_Task item_
Where the word "dschaper" appears in a line below, copy the whole line.

(Collected data entries)
◆ ◆ ◆ ◆ ◆

PR #191, opened 2018-02-12
Support for SSHFP ECDSA (3) and SHA-256 (2)

ross:
RFC 6594 & RFC 7479

Fixes https://github.com/github/octodns/issues/180
/cc @dschaper please take a look and test it out


dschaper:
LGTM, thanks!

PR #194, opened 2018-02-13
Escape unescaped semicolons coming out of Google Cloud DNS

mochipon:
Google Cloud DNS seems to reply `;` not `\;` just like Route53 and NS1. Therefore, escaped records are always forced to updated.

This PR tries to solve the problem in the same way as #59.


nunnun:
Hi, Could you please review this PR? I have same issue and I think this PR should resolve.

ross:
Totally missed this coming through. I'll put it on my TODO list and hopefully get the chance to look into it soon.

◆ ◆ ◆ ◆ ◆

_Response for this exercise_
/cc @dschaper please take a look and test it out
dschaper:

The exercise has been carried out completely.